Main continued with her love of performing, attending first Franklin College and then Hamilton College’s School of Dramatic Expression in Lexington, Kentucky. She graduated from Hamilton in 1909 at 19 and accepted a position as a dramatics instructor at Bourbon College in Paris, Kentucky. This job lasted just one year until she was fired for demanding a raise in salary. Main spent the next several years studying the dramatic arts in Chicago and New York. Her first paid role as a stage actress was as Katherine in The Taming of the Shrew.

In 1921, Marjorie married psychologist and lecturer Dr. Stanley LeFevre Krebs. The two met while Main was working with a Shakespearean company playing the Chautauqua circuit. It was during her marriage that Main got her first film appearance, acting as a gossiping extra in the 1931 film A House Divided.

Krebs died just over a decade later in 1935. Using her grief as a widow to her advantage, Main achieved one of her best stage performances as the mother of gangster Joseph Downing in the stage production Dead End, playing in 460 out of 687 performances.
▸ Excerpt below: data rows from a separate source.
PR #4446, opened 2020-07-15
feat(insights): introduce `insights` middleware (1/4)

eunjae-lee:
## Summary

This PR introduces `insights` middleware.
It is to automatically setup userToken across search calls and Insights api calls.
Once this middleware is added to `instantSearchInstance`, when user calls

```js
window.aa('setUserToken', userToken);
// or 
insightsClient('setUserToken', userToken);
```

the middleware will automatically apply the userToken to the searchParameters. Then the next search call will include this userToken.

**Stacked PRs**
1. [introduce `insights` middleware](https://github.com/algolia/instantsearch.js/pull/4446) ← current
2. [send events from hits and refinementList](https://github.com/algolia/instantsearch.js/pull/4456)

In 1937, Samuel Goldwyn bought the rights to create the film version of the play, and Main reprised her role as the mother.

The year of 1937 was busy for Main. In addition to Dead End, Main had roles in 12 other films. The following few years were no different, and the public began to expect to see her face in every movie. After starring alongside Wallace Beery in the 1940 film Wyoming, Main signed her first longterm contract with MGM studios. It was this contract that led her to her best-known role as Ma Kettle in the Ma and Pa Kettle film series. She starred in nine Ma and Pa Kettle films between 1949 and 1957.

IHS holds two scrapbooks that were hand-assembled and notated by Marjorie Main, containing news articles about her various roles as well as other ephemera from her career in film including letters, certificates, photographs and membership withdrawal cards for the Screen Actors Guild and the American Federation of Television and Radio Artists.